Overall worldwide, and especially in the tropics, most species are known from very few occurrence records. Species that seem rare and known from few occurrences could be truly rare, but may also represent elusive, hard to observe, and even cryptic species not recognized by taxonomists as distinct species. In our study, we examined the niche a data-poor member of the Nesomyidae family of rodents in Madagascar, an extremely biodiverse island in the Western Indian Ocean.

What is a species’ niche?

A species’ niche is characterized by the biotic and abiotic factors that influence the conditions and places that the species can occupy. Abiotic factors of a species’ niche include aspects of temperature or precipitation – climate – in which the species can live and thrive. Biotic factors include parasites, obligate pollinators, or even the artificial removal or addition of a forest.

Ecological Niche Modeling

Ecological niche modeling has increased in use in the past decade. In addition to earlier regression-based techniques, machine learning algorithms such as Maxent have become popular. All of these correlative approaches characterize correlations between species’ occurrences and the environmental conditions at these localities, generally by comparing these to the overall environment of a region. In general, models are built (trained) on a subset of the occurrence localities and then tested on the remaining ones to see how well the model can predict them. Maxent has the ability to fit very complex relationships between a species and its environment. However, these complex relationships often result in models that are overfit to the training data, and poorly predict the withheld data.

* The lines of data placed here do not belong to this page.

PR #1001, opened 2025-03-24
Add Smooth Scrolling to the PDE

Stefterv:
In an effort to make the PDE more modern feeling, I realised this morning that a big part of the issue is that the scrolling updates per line, not with the scroll wheel (mostly with smooth scrolling on macOS).

This change will make scrolling in the PDE fractional, meaning you can scroll 1/3 or a line or less if you want. It also increases the re-rendering frequency of scrolling updates.

## Demo 

https://github.com/user-attachments/assets/aa895496-95a6-4eab-9168-1c576c5be18e

## Left to do

- [ ] Fix an issue where the gutter is not drawn if you scroll fast enough
- [ ] Fix an issue where some of the redrawing is not correct
- [ ] Fix an issue where the user can overscroll the sketch (although this could also be a feature)
- [ ] Horizontal smooth scrolling
- [ ] Fix Scrolling by scrollbar
- [ ] Implement dampening on Windows and Linux?

### DIFF
--- a/app/src/processing/app/syntax/JEditTextArea.java
+++ b/app/src/processing/app/syntax/JEditTextArea.java
@@ -172,33 +172,23 @@ public class JEditTextArea extends JComponent
 //    focusedComponent = this;
 
     addMouseWheelListener(e -> {
-      if (scrollBarsInitialized) {
-        if (e.getScrollType() == MouseWheelEvent.WHEEL_UNIT_SCROLL) {
-          int scrollAmount = e.getUnitsToScroll();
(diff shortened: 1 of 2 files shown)


SableRaf:
Hi Stef, just checking to understand the closure. Was this mainly because the PR had gone stale, or were there specific technical concerns with the approach? Asking mainly so we have context if someone wants to revisit this topic in the future.

Stefterv:
It always was a PoC with a lot of ramifications. Looking at it with current knowledge it would break so many things and be hard to get right. A better approach would be to wait for a new `TextArea`

PR #1004, opened 2025-03-24
Hide scrollbars & Version indicator

Stefterv:
- Hiding the scrollbars in the interface unless there is something to scroll
- Moved version indicator from the title to the bottom tab bar

Screenshot 2025-03-24 at 17 03 04


SableRaf:
How will this look when the update indicator is active?

image

Stefterv:
Screenshot 2025-03-24 at 18 40 11

It will look like this

Stefterv:
@SableRaf I added functionality that will copy system info to clipboard if you click the version number, let me know if you think that would be useful

Also clicking it 5 times will enable DEBUG mode (logs etc) until restart

SableRaf:
I love it! 🐴👍

SableRaf (approved):

PR #1006, opened 2025-03-24
Visual fixes for Linux

Stefterv:
Screenshot from 2025-03-24 19-31-25
Applying the same visual tweaks from windows on linux


Stefterv:
Screenshot 2025-03-24 230638
Fixed the issue where if the window loses focus the title becomes harder to read

SableRaf (approved):

PR #1018, opened 2025-03-26
Fix a color issue on macOS

Stefterv:
On a Mac with an HDR display it would render colours incorrectly in the PDE

Screenshot 2025-03-26 at 16 50 14


SableRaf:
Which one is before? 😀

Stefterv:
The one on the left

SableRaf (approved):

To reduce the problem of overfitting, collaborators and I had previously developed an R package, ENMeval, that builds a suite of models ranging from low to high complexity. From these candidate models, several techniques are available to select an optimal model. In the present experiment, we compared two fairly commonly used techniques (a sequential criteria of: 1) low omission rate and then high AUC; versus 2) AICc). These were also compared with Maxent’s default settings.

Sampling bias paradigm

In addition, in the present paper we also compared these two techniques under two differing levels of sampling bias. Sampling bias occurs when species are not sampled evenly across the study region. For example, most species are sampled more frequently along roads or established field sites. In such cases, we may end up not actually modeling the true full suite of conditions suitable for the species, but rather only those from the easily accessible areas where the species may be found. To combat this, we removed clusters of localities so that no two localities were less than 10 km away from each other, hopefully giving a more representative characterization of the species’ climatic associations.

Results

Before we controlled for sampling bias, the two model-selection techniques selected quite different models.  Both of those selected models overfit to the training data, showing relatively small suitable areas. In addition, the two corresponded to very different settings of Maxent.

However, when we reduced the effects of sampling bias through spatial filtering, both models selected were remarkably similar and corresponded to very similar Maxent settings.

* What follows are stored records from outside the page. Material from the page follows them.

PR #415, opened 2016-08-26
Added ability to generate and destroy temporary openstack keypair and ssh key file if they are not specified in the molecule.yml

rjfellman:
This change is so that molecule can generate an ssh keyfile and openstack keypair when not specified in the molecule.yml

The reason for this change, is we plan to use this mostly in continuous integration systems. We don't really care about persisting a key or keypair since the instance running molecule will be destroyed once molecule is finished.

Molecule only deletes the keypair and keyfiles that it creates. `/tmp/molecule_rsa` and `molecule_<abcdef0123>`

### DIFF
--- a/molecule/driver/openstackdriver.py
+++ b/molecule/driver/openstackdriver.py
@@ -35,6 +35,26 @@ class OpenstackDriver(basedriver.BaseDriver):
         self._provider = self._get_provider()
         self._platform = self._get_platform()
         self._openstack = shade.openstack_cloud()
+        self._keypair_name = None
+        self._molecule_generated_ssh_key = False
+
+    def get_keyfile(self):
+        if ('keyfile' in self.molecule.config.config['openstack']):
+            return self.molecule.config.config['openstack']['keyfile']
+        elif self._molecule_generated_ssh_key:
+            return util.generated_ssh_key_file_location()
+        else:
+            LOG.info(
+                'Keyfile not specified. molecule will generate a temporary one.')
+            self._molecule_generated_ssh_key = True
+            return util.generate_temp_ssh_key()
+
+    def get_keypair_name(self):
+        if ('keypair' in self.molecule.config.config['openstack']):
+            return self.molecule.config.config['openstack']['keypair']
+        else:
+            LOG.info('Keypair not specified. molecule will generate one.')
+            return util.generate_random_keypair_name('molecule', 10)
 
     @property
     def name(self):
@@ -64,6 +84,13 @@ class OpenstackDriver(basedriver.BaseDriver):
     def platform(self, val):
         self._platform = val
 
+    def molecule_generated_keypair(self):
+        return 'keypair' not in self.molecule.config.config['openstack']
+
+    @property
+    def molecule_generated_ssh_key(self):
+        return self._molecule_generated_ssh_key
+
     @property
     def valid_providers(self):
         return [{'name': self.provider}]
@@ -79,6 +106,9 @@ class OpenstackDriver(basedriver.BaseDriver):
     @property
     def ansible_connection_params(self):
         return {'connection': 'ssh'}
+
+    def keypair_name(self):
+        return self._keypair_name
 
     @property
     def testinfra_args(self):
@@ -109,8 +139,8 @@ class OpenstackDriver(basedriver.BaseDriver):
                     flavor=self._openstack.get_flavor(instance['flavor']),
                     auto_ip=True,
                     wait=True,
-                    key_name=self.molecule.config.config['openstack'][
-                        'keypair'], security_groups=instance['security_groups']
+                    key_name=self._keypair_name,
+                    security_groups=instance['security_groups']
                     if 'security_groups' in instance else None)
                 util.reset_known_host_key(server['interface_ip'])
                 instance['created'] = True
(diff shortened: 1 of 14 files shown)


kireledan:
:+1: Nice addition

molecule/driver/openstackdriver.py
```diff
@@ -64,6 +84,13 @@ def platform(self):
     def platform(self, val):
         self._platform = val
 
+    def molecule_generated_keypair(self):
+        return 'keypair' not in self.molecule.config.config['openstack']
+
+    @property
+    def molecule_generated_ssh_key(self):
+        return self._molecule_generated_ssh_key
+
```
retr0h: I don't think a property is really needed.  We generally use properties in our drivers for abstract properties that are common across all drivers.

molecule/util.py
```diff
@@ -32,6 +32,8 @@
 
 colorama.init(autoreset=True)
 
+GENERATED_SSH_KEY_LOCATION = '/tmp/molecule_rsa'
```
retr0h: Would be nice to use something that chooses the OS tempdir.

molecule/util.py
```diff
@@ -189,20 +191,51 @@ def reset_known_host_key(hostname):
...
             paramiko.SSHException, socket.error):
         time.sleep(timeout)
         return False
 
 
+def generated_ssh_key_file_location():
+    return GENERATED_SSH_KEY_LOCATION
+
+
+def generate_temp_ssh_key():
```
retr0h: Does this really belong in util?  Since it is specific to openstack ,and only used int he openstack driver, prob should be relocated to openstack driver class.

kireledan: It has the potential to be used for the AWS driver too. So it might be a useful thing to keep in util.

retr0h: Sure, I understand, but current it isn't.  If and when that time comes we can evaluate.

rjfellman:
Thanks to both of you for checking it out. I think those are all great suggestions, I'll make the changes. I put it in util because `check_ssh_availability` was also only used in openstack, but seemed to be put there as a place where it could grow. 

```
[~/Development/comcast/sed]$ grep -R "check_ssh_availability" *
molecule/molecule/driver/openstackdriver.py:                while not util.check_ssh_availability(
molecule/molecule/driver/openstackdriver.py:            return util.check_ssh_availability(instance_ip,
molecule/molecule/util.py:def check_ssh_availability(hostip, user, timeout):
molecule/test/unit/test_util.py:def test_check_ssh_availability():
```

I can pull mine out into the driver and that one out too if you'd like.

retr0h:
> I can pull mine out into the driver and that one out too if you'd like.

Yeah, `check_ssh_availability` should be in openstack driver as well.

rjfellman:
Okay this is ready for review again - thanks again for the suggestions! Let me know if there's anything else.

molecule/driver/openstackdriver.py
```diff
@@ -253,14 +258,61 @@ def _set_keypair(self):
             self._openstack.create_keypair(kpn, open(pub_key_file,
                                                      'r').read().strip())
 
+    def reset_known_host_key(self, hostname):
+        return os.system('ssh-keygen -R {}'.format(hostname))
+
+    def check_ssh_availability(hostip, user, timeout, sshkey_filename):
+        import socket
```
retr0h: Lets move this import to the top of the file in alphabetical order, like we do with the rest of our imports.

retr0h:
Hi @rjfellman looking better.  Just about there.  Could we be sure to make these methods "private"?  We tend to follow the pattern of _method_name for things that are not used outside the module.  Other than that, I think your feature is looking good.

molecule/driver/openstackdriver.py
```diff
@@ -22,6 +22,9 @@
 import os
 
 import shade
+import paramiko
+import time
+import tempfile
```
retr0h: Since time and tempfile are part of the standard library, they should be imorted with OS, in alphabetical order.  Paramiki should stay with shade, however, should go before it.

molecule/driver/openstackdriver.py
```diff
@@ -109,16 +141,18 @@ def up(self, no_provision=True):
                     flavor=self._openstack.get_flavor(instance['flavor']),
                     auto_ip=True,
                     wait=True,
-                    key_name=self.molecule.config.config['openstack'][
-                        'keypair'], security_groups=instance['security_groups']
+                    key_name=self._keypair_name,
```
retr0h: This is referenced as _keypair_name, but we have a method named `keypair_name` above?

molecule/driver/openstackdriver.py
```diff
@@ -80,6 +109,9 @@ def ssh_config_file(self):
     def ansible_connection_params(self):
         return {'connection': 'ssh'}
 
+    def keypair_name(self):
+        return self._keypair_name
+
```
retr0h: Looks like this isn't used?

molecule/driver/openstackdriver.py
```diff
@@ -35,6 +38,26 @@ def __init__(self, molecule):
         self._provider = self._get_provider()
         self._platform = self._get_platform()
         self._openstack = shade.openstack_cloud()
+        self._keypair_name = None
+        self._molecule_generated_ssh_key = False
```
bborysenko: 3уж яся о

rjfellman: thanks, for checking it out. Can you please give me an english translation?

rjfellman:
So i think i've addressed everything from your comments @retr0h . @bborysenko - if you can please give me an english translation i'd appreciate it.

retr0h:
Thanks @rjfellman I'll look it over this week.

retr0h:
@rjfellman I made a few updates to your PR.  We have limited openstack tests ATM.  Please verify all is well.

Importantly, there were major differences between the models selected by either technique versus the one made using the default settings of Maxent. The default model was consistently overfit, with poorer evaluation statistics, especially when the occurrences were filtered.

Three evaluation statistics for unfiltered (top row) and filtered (bottom row) locality datasets for Eliurus majori resulting from optimization of Maxent models. Left panels (a, f) show the difference in AICc scores between each model and the model that received the lowest AICc score. Middle panels (b, e) show omission rates of withheld data at the 10% calibration threshold. Right panels (c, f) show the test AUC values for each model. In each panel, arrows point to the optimal and default models, showing how changes in model settings can affect selection criteria. Model statistics are shown as feature classes (L = linear, LQ = linear + quadratic, H = hinge, LQH = linear + quadratic + hinge) increasing in regularization multiplier.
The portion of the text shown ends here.